Lee-Margaret keeps long, heartfelt letters her husband has regularly written and sent to her throughout their 56-year marriage. She said he has always been an especially caring husband and father.

“We always had a weekly date night no matter what was going on and did as many things together as possible,” said Lee-Margaret. “Throughout his career when the children were young, he always took one child with him to the hospital on his rounds and would spend time one-on-one with that child…Jim made time to spend with each of his children no matter how busy he was.”

The Borlands had three children: James “Skip” III; Donia Elisabeth, and Christopher Vogel, who was born prematurely and weighed less than three pounds. He struggled during his first year with infection, a hernia surgery and pneumonia, but lived to age 32, when he died in a tragic accident in 1998, leaving behind one son, Maximilian.

The Borlands enjoyed travel and one of their favorite frequent trips over three decades was to the Big Horn Ranches in north central Colorado, owned by good friend A.D. Davis, one of the Winn-Dixie founders.

Lee-Margaret and Jim Borland at Davis Ranch, 1969

Lee-Margaret and Jim Borland at Davis Ranch, 1969

“Jim had ridden horses during medical school when he worked at a summer job in Golden, Colorado, teaching children to ride. Jim’s father rode and had gotten him into leading pack trips over the Continental Divide. Jim always wore his father’s chaps,” said Lee-Margaret. “He took week-long trips out to work on the Davis ranches in spring when the calves were born. He rode on cattle drives, de-horned, castrated, branded and vaccinated cattle.”

Lee-Margaret had never ridden but after Davis put her on a horse, she learned to ride and began to accompany her husband out to Colorado.

“We started to return to Colorado in the fall for round-up time on the BLM (Bureau of Land Management) lands. We were in the saddle all day. I learned to give the cattle injections and got pretty good at that,” she said. “It was an unforgettable experience. We spent at least 25 years enjoying our cowboy life.  I will never forget the kindness of A.D. when my father died.  A.D. arranged for me to fly to Tampa from Colorado to be with my mother.”

During this period, in the 1970s, Borland was named the Young Internist of the year in 1972 by the American Society of Internal Medicine “in recognition of outstanding contribution to the practice of internal medicine by a physician under 40.”

The Washington Post Parade magazine featured a photo and article about Borland in September 1977 regarding his diet plan that permanently healed recurring ulcers in his patients.

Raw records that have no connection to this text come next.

PR #1310, opened 2025-07-14
[async-job

Crazyglue:
## Merge criteria:

If you have UI changes

### DIFF
--- a/jobs/async-upload/README.md
+++ b/jobs/async-upload/README.md
@@ -38,45 +38,47 @@ Below is a table of the configuration that can be passed into the job
 
 See asterisks below table for details
 
-| Environment Variable                         | Arg                                 | Default Value     | Required | Description                                                      |
-| -------------------------------------------- | ----------------------------------- | ----------------- | -------- | ---------------------------------------------------------------- |
-| MODEL_SYNC_SOURCE_TYPE                       | --source-type                       | s3                | ✅       |                                                                  |
-| MODEL_SYNC_SOURCE_S3_CREDENTIALS_PATH        | --source-s3-credentials-path        |                   |          |                                                                  |
-| MODEL_SYNC_SOURCE_OCI_CREDENTIALS_PATH       | --source-oci-credentials-path       |                   |          |                                                                  |
-| MODEL_SYNC_SOURCE_AWS_BUCKET                 | --source-aws-bucket                 |                   | ✅\*     | When --source-type is "s3"                                       |
-| MODEL_SYNC_SOURCE_AWS_KEY                    | --source-aws-key                    |                   | ✅\*     | "                                                                |
-| MODEL_SYNC_SOURCE_AWS_REGION                 | --source-aws-region                 |                   |          | "                                                                |
-| MODEL_SYNC_SOURCE_AWS_ACCESS_KEY_ID          | --source-aws-access-key-id          |                   | ✅\*     | "                                                                |
-| MODEL_SYNC_SOURCE_AWS_SECRET_ACCESS_KEY      | --source-aws-secret-access-key      |                   | ✅\*     | "                                                                |
-| MODEL_SYNC_SOURCE_AWS_ENDPOINT               | --source-aws-endpoint               |                   |          | "                                                                |
-| MODEL_SYNC_SOURCE_OCI_URI                    | --source-oci-uri                    |                   | ✅\+     | When --source-type is "oci"                                      |
-| MODEL_SYNC_SOURCE_OCI_USERNAME               | --source-oci-username               |                   | ✅\+     | "                                                                |
-| MODEL_SYNC_SOURCE_OCI_PASSWORD               | --source-oci-password               |                   | ✅\+     | "                                                                |
-| MODEL_SYNC_DESTINATION_TYPE                  | --destination-type                  | oci               | ✅       |                                                                  |
-| MODEL_SYNC_DESTINATION_S3_CREDENTIALS_PATH   | --destination-s3-credentials-path   |                   |          |                                                                  |
-| MODEL_SYNC_DESTINATION_OCI_CREDENTIALS_PATH  | --destination-oci-credentials-path  |                   |          |                                                                  |
-| MODEL_SYNC_DESTINATION_AWS_BUCKET            | --destination-aws-bucket            |                   | ✅\*     | When --destination-type is "s3"                                  |
-| MODEL_SYNC_DESTINATION_AWS_KEY               | --destination-aws-key               |                   | ✅\*     | "                                                                |
-| MODEL_SYNC_DESTINATION_AWS_REGION            | --destination-aws-region            |                   |          | "                                                                |
-| MODEL_SYNC_DESTINATION_AWS_ACCESS_KEY_ID     | --destination-aws-access-key-id     |                   | ✅\*     | "                                                                |
-| MODEL_SYNC_DESTINATION_AWS_SECRET_ACCESS_KEY | --destination-aws-secret-access-key |                   | ✅\*     | "                                                                |
-| MODEL_SYNC_DESTINATION_AWS_ENDPOINT          | --destination-aws-endpoint          |                   |          | "                                                                |
-| MODEL_SYNC_DESTINATION_OCI_URI               | --destination-oci-uri               |                   | ✅\+     | When --destination-type is "oci"                                 |
-| MODEL_SYNC_DESTINATION_OCI_USERNAME          | --destination-oci-username          |                   | ✅\+     | "                                                                |
-| MODEL_SYNC_DESTINATION_OCI_PASSWORD          | --destination-oci-password          |                   | ✅\+     | "                                                                |
-| MODEL_SYNC_MODEL_ID                          | --model-id                          |                   | ✅       | The `RegisteredModel.id`                                         |
-| MODEL_SYNC_VERSION_ID                        | --model-version-id                  |                   | ✅       | The `ModelVersion.id`                                            |
-| MODEL_SYNC_ARTIFACT_ID                       | --model-artifact-id                 |                   | ✅       | The `ModelArtifact.id`                                           |
-| MODEL_SYNC_STORAGE_PATH                      | --storage-path                      | `/tmp/model-sync` | ✅       | Temporary storage, must be large enough to hold the entire model |
-| MODEL_SYNC_REGISTRY_SERVER_ADDRESS           | --registry-server-address           |                   | ✅       | Server address for the model-registry client to connect to       |
-| MODEL_SYNC_REGISTRY_PORT                     | --registry-port                     | 443               |          |                                                                  |
-| MODEL_SYNC_REGISTRY_IS_SECURE                | --registry-is-secure                | True              |          |                                                                  |
-| MODEL_SYNC_REGISTRY_AUTHOR                   | --registry-author                   |                   |          |                                                                  |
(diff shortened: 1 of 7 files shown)


jobs/async-upload/README.md
Crazyglue, line 1: Not sure why the diff is crazy here, 2 entries were added for the new config garibales

jobs/async-upload/samples/sample_job_s3_to_oci.yaml
```diff
@@ -17,7 +17,7 @@ metadata:
 type: kubernetes.io/dockerconfigjson
 stringData:
   .dockerconfigjson: '{"auths": {"distribution-registry-test-service.default.svc.cluster.local:5001": {"auth": "base64(username:password)","email": "user@example.com"}}}'
-  ACCESS_TYPE: ["Push", "Pull"]
+  ACCESS_TYPE: "Push,Pull"
```
tarilabs:
```suggestion
  ACCESS_TYPE: '["Push", "Pull"]'
```

I think the OCI Connection type expect a String representation of a JSON array

jobs/async-upload/job/config.py
```diff
@@ -27,6 +28,7 @@ def _parser() -> cap.ArgumentParser:
     p.add("--source-aws-endpoint")
     # OCI registry
     p.add("--source-oci-uri")
+    p.add("--source-oci-registry")
```
Crazyglue: This (along with the destination) are added because a `.dockerconfigjson` file may contain multiple credentials for each registry. So its better for the consumer to declare which registry they intend to upload to, to make credential parsing more straight forward

jobs/async-upload/job/config.py
```diff
@@ -149,11 +154,13 @@ def _load_oci_credentials(
...
     # Load the credentials from the docker config, the URI passed in via config is used as a key to find the correct credentials
-    auth = docker_config["auths"][store["uri"]]["auth"]
-    username, password = base64.b64decode(auth).decode("utf-8").split(":")
-    store["username"] = username
-    store["password"] = password
-    store["email"] = docker_config["auths"][store["uri"]]["email"]
+    registry = store["oci"]["registry"]
+    auth = docker_config["auths"][registry]["auth"]
+    # TODO: This might not be the correct way to parse this
+    username, password = auth.split(":")
```
Crazyglue: Ive seen the credentials be uplaoded as base-64 encoded, but in other places ive seen it passed in as plain-text. I'm not sure which is the "correct" way, but for now i will assume plain-text

jobs/async-upload/job/config.py
```diff
@@ -236,10 +244,11 @@ def get_config(argv: list[str] | None = None) -> Dict[str, Any]:
                 "region": None,
                 "access_key_id": None,
                 "secret_access_key": None,
-                "endpoint": None,
+                "endpoint_url": None,
```
Crazyglue, line 262: This is a correction on the official S3 env vars.

https://docs.aws.amazon.com/cli/v1/userguide/cli-configure-envvars.html

And so, `AWS_ENDPOINT_URL` -> `endpoint_url`

jobs/async-upload/job/config.py
```diff
@@ -345,4 +355,41 @@ def get_config(argv: list[str] | None = None) -> Dict[str, Any]:
...
     _validate_config(cfg)
 
+    # Log the configuration (with sensitive values sanitized)
+    sanitized_cfg = _sanitize_config_for_logging(cfg)
+    logger.debug("Configuration loaded: %s", json.dumps(sanitized_cfg, indent=2))
+
     return cfg
+
+
+def _sanitize_config_for_logging(cfg: Dict[str, Any]) -> Dict[str, Any]:
```
Crazyglue, line 384: This is just to help with debugging. Can be removed later on if need-be, but this helped with running the job in the cluster and seeing what was being parsed

jobs/async-upload/samples/sample_job_s3_to_oci.yaml
Crazyglue: I'm not 100% sure if this will be a comma-separated list or a stringified array. in either case, an array-type is not valid for a secret's value

tarilabs: https://github.com/kubeflow/model-registry/pull/1310#pullrequestreview-3016839082

Crazyglue: ah, we had commented aroudn the same time haha

jobs/async-upload/job/upload.py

He was named an Honorary Clinical Professor of Medicine at the University of Florida School of Medicine, 1979 – present. He was a clinical professor of medicine at UF School of Medicine and at UF Health Science Center in Jacksonville.

During his 31-year career, Borland was dedicated to research and treatment of gastrointestinal diseases, the teaching of medical students and residents and continuing medical education. After his retirement in 1996 from gastroenterology private practice and after two years of globe-trotting travel with his wife, in 1999 Borland embarked on a second career, working as Associate Chief of Staff for Outpatient Clinics at the North Florida/South Georgia Veterans Health System.

In 2000, Borland was awarded Mastership in the American College of Physicians (MACP), a lifetime honor awarded in recognition of personal character, positions of honor and influence, eminence in medical practice, medical research or other accomplishments in science and medicine.

During that time, Borland also served as CMO for the Jacksonville Clinic. He was responsible for management of nine outpatient clinics and a workforce of 700 clinical, support and administrative personnel, for which he received a Distinguished Career Award from the Department of Veterans Affairs. He retired for the second time in 2011.